**PROVIDED MATERIAL:**
=-=-=-=-=
PR #319, opened 2019-09-13
Remove freeze period

### LINKED ISSUE #306: Consider removing explicit freeze period in TicketBroker
At the moment, the TicketBroker contract explicitly defines a `freezePeriod` parameter. The value of this parameter is the # of rounds that a sender's reserve remains frozen after the sender overspends from its deposit and a recipient claims from the reserve.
=-=-=-=-=
**ABOUT THIS TASK:** Could you reproduce the data above exactly as given?

**TASK ANSWER:**
PR #319, opened 2019-09-13
Remove freeze period

### LINKED ISSUE #306: Consider removing explicit freeze period in TicketBroker
At the moment, the TicketBroker contract explicitly defines a `freezePeriod` parameter. The value of this parameter is the # of rounds that a sender's reserve remains frozen after the sender overspends from its deposit and a recipient claims from the reserve.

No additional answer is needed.